Data shown section start

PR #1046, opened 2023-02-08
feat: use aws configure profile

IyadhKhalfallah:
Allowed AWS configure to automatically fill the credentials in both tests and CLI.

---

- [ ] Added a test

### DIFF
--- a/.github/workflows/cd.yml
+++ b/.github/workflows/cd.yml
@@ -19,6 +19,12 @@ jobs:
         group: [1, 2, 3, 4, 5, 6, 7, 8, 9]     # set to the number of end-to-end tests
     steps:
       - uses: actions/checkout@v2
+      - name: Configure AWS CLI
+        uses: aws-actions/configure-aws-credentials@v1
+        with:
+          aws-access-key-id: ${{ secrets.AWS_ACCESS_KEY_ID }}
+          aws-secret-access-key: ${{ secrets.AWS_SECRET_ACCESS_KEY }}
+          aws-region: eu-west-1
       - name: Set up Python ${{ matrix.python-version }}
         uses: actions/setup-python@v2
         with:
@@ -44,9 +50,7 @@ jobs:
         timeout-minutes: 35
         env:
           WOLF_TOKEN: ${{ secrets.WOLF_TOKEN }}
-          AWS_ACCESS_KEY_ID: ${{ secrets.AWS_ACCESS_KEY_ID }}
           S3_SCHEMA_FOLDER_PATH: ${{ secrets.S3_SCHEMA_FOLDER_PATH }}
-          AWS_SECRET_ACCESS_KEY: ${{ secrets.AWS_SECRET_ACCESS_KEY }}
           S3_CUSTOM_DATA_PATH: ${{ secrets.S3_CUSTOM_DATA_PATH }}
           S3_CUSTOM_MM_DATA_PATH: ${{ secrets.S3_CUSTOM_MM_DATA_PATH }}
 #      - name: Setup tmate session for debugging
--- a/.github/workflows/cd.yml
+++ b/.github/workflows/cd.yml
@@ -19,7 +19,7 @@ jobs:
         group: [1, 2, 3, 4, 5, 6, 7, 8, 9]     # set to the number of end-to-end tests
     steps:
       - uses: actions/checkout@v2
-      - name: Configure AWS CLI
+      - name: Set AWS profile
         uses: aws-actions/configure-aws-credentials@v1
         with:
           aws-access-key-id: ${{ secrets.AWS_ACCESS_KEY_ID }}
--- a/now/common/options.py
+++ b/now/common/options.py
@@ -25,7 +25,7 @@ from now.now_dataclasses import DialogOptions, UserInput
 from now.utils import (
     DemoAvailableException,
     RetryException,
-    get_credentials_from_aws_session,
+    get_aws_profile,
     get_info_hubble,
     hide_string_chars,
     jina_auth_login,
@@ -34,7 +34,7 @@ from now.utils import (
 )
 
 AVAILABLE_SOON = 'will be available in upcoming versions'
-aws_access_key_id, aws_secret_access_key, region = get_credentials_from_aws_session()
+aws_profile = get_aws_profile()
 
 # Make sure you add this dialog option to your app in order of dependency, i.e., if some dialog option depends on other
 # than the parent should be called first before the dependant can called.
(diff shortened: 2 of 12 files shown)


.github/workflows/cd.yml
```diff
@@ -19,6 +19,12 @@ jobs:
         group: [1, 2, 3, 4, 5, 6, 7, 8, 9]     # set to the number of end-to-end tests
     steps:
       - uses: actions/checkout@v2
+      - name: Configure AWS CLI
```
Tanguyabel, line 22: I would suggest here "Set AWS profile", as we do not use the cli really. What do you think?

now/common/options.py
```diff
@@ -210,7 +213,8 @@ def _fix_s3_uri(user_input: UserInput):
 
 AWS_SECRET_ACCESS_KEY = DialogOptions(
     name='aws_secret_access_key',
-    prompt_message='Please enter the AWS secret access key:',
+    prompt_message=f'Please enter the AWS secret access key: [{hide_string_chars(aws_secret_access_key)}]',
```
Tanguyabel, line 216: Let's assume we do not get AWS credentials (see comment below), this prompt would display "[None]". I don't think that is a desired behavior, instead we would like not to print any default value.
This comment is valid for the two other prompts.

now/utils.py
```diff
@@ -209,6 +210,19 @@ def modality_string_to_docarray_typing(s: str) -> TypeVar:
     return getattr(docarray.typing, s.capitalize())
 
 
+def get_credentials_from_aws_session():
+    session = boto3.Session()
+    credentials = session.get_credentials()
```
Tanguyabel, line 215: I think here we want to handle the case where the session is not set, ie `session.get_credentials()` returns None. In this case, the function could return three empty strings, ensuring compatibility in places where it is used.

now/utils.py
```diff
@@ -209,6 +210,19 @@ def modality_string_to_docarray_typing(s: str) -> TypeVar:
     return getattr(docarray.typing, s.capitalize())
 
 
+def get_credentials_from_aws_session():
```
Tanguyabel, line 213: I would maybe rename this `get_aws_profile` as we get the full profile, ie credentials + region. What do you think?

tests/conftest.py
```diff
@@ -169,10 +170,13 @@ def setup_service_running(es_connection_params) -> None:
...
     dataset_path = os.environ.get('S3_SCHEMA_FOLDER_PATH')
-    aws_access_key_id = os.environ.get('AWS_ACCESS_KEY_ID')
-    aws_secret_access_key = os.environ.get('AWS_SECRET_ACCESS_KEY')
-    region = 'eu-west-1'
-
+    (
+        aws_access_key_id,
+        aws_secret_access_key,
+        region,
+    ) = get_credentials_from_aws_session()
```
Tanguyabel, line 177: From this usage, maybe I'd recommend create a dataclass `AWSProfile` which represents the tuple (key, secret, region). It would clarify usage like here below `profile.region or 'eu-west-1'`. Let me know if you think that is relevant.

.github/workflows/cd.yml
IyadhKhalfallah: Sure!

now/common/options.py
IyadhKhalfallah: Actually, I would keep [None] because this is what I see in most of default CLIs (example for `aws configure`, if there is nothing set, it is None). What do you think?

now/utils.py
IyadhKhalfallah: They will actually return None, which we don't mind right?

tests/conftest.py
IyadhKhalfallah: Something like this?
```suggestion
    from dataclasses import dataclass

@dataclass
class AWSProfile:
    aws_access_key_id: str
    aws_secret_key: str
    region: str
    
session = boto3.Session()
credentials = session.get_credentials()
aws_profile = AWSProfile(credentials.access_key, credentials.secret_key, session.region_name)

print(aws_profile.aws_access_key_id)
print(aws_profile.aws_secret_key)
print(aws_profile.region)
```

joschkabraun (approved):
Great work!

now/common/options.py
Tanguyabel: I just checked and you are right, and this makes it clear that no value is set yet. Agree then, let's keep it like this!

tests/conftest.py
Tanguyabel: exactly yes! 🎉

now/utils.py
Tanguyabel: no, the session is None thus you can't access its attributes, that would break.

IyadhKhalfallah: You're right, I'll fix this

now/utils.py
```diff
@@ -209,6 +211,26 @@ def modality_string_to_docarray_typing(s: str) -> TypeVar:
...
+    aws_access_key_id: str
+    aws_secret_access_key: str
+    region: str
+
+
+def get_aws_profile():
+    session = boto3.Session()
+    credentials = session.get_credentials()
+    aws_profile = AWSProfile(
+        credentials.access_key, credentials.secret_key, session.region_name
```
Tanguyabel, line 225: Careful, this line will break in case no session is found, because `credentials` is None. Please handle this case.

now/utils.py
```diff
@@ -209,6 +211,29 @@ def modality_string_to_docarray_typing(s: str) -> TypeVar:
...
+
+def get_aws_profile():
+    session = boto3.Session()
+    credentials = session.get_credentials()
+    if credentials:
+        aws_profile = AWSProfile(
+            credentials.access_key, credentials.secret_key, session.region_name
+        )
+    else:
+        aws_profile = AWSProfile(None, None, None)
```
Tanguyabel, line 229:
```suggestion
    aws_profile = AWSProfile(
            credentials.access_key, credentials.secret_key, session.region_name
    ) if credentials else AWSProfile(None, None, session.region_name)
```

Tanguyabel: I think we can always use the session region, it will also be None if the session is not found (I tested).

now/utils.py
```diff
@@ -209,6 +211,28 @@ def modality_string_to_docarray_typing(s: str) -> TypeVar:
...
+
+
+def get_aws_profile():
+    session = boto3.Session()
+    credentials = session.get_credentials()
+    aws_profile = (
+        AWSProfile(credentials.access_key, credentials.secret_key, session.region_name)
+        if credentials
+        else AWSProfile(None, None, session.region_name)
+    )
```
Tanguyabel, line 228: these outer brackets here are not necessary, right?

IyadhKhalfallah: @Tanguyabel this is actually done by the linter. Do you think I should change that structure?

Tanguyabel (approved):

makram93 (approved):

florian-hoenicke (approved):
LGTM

Data shown section end

Determine the number of lines in these entries that contain the word "AWSProfile", and write only that number.

10